The problem.
Give back all of the data exactly.

Information provided.
◇ ◇ ◇ ◇ ◇ ◇ ◇
PR #28, opened 2023-06-20
isle: Match Isle::SetupCursor

foxtacles:
Making a separate PR for this one since the accuracy checker has a problem with detecting a 100% match with this function. Maybe because of the jump table? Not sure. As far as I can tell it does match the original assembly completely.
◇ ◇ ◇ ◇ ◇ ◇ ◇
Output of the task.
PR #28, opened 2023-06-20
isle: Match Isle::SetupCursor

foxtacles:
Making a separate PR for this one since the accuracy checker has a problem with detecting a 100% match with this function. Maybe because of the jump table? Not sure. As far as I can tell it does match the original assembly completely.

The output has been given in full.